David Shaw

No. 36
- Position: Defensive back

Personal information
- Born: April 11, 1953 Mountain Home, Idaho, U.S.
- Died: October 3, 2024 (aged 71)
- Listed height: 6 ft 0 in (1.83 m)
- Listed weight: 180 lb (82 kg)

Career information
- College: Prairie View A&M

Career history
- 1975–1982: Hamilton Tiger-Cats
- 1983–1986: Winnipeg Blue Bombers

Awards and highlights
- Grey Cup champion (1984); 5× CFL All-Star (1976, 1980, 1981, 1982, 1984); 4× CFL East All-Star (1976, 1980, 1981, 1982); 3× CFL West All-Star (1983, 1984, 1985);

= David Shaw (Canadian football) =

American gridiron football player (1953–2024)

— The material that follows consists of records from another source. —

PR #942, opened 2021-08-13
Generalized Context Map

mariari:
In order to properly support forms that Change

Type Declaration --> Definitions

or create many definitions from a single one

Declaration --> [Declarations]

we need a more general mapping form. This PR seeks to give the infrastructure to properly do that.

### Blocking
#926


library/Translate/src/Juvix/Contextify/Environment.hs
```diff
@@ -151,6 +126,59 @@ onExpression form trigger func =
...
+singlePass f = Pass f f f
+
+class
+  Context.ToContextFormGeneral contextTo =>
+  ToContextTraversal (pass :: (* -> *) -> *) contextTo
+    | pass -> contextTo
+  where
+  promotePass ::
+    (HasReader "closure" Closure.T m, HasThrow "error" ErrorS m) =>
+    pass m ->
```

David Shaw (April 11, 1953 – October 3, 2024) was a football player in the Canadian Football League (CFL) for 12 years. Shaw played defensive back for the Hamilton Tiger-Cats and Winnipeg Blue Bombers from 1975 to 1986. He was a CFL All-Star five times and was a part of the Blue Bombers Grey Cup championship team in 1984. He played college football at the Prairie View A&M University.

Shaw died on October 3, 2024, at the age of 71.